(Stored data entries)
PR #1000, opened 2019-06-21
Cache bazel version in prow-images

adrcunha:
Show it instead of running bazel. This should reduce the memory pressure on Prow nodes by not starting bazel server for just showing its version.

### DIFF
--- a/images/prow-tests/Dockerfile
+++ b/images/prow-tests/Dockerfile
@@ -37,6 +37,10 @@ RUN rm -rf /usr/local/go && \
     tar xzf "${GO_TARBALL}" -C /usr/local && \
     rm "${GO_TARBALL}"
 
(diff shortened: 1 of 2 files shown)


images/prow-tests/Dockerfile
```diff
@@ -37,6 +37,10 @@ RUN rm -rf /usr/local/go && \
     tar xzf "${GO_TARBALL}" -C /usr/local && \
     rm "${GO_TARBALL}"
 
+# Extract bazel version
+RUN bazel version > /bazel_version
```
chaodaiG: nit: do we need to add 2> /dev/null?

adrcunha: No. We want stderr during the build.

- [TO DO]: In full and without change, transcribe every line of the records above.

- [FINAL ANSWER]:
PR #1000, opened 2019-06-21
Cache bazel version in prow-images

adrcunha:
Show it instead of running bazel. This should reduce the memory pressure on Prow nodes by not starting bazel server for just showing its version.

### DIFF
--- a/images/prow-tests/Dockerfile
+++ b/images/prow-tests/Dockerfile
@@ -37,6 +37,10 @@ RUN rm -rf /usr/local/go && \
     tar xzf "${GO_TARBALL}" -C /usr/local && \
     rm "${GO_TARBALL}"
 
(diff shortened: 1 of 2 files shown)


images/prow-tests/Dockerfile
```diff
@@ -37,6 +37,10 @@ RUN rm -rf /usr/local/go && \
     tar xzf "${GO_TARBALL}" -C /usr/local && \
     rm "${GO_TARBALL}"
 
+# Extract bazel version
+RUN bazel version > /bazel_version
```
chaodaiG: nit: do we need to add 2> /dev/null?

adrcunha: No. We want stderr during the build.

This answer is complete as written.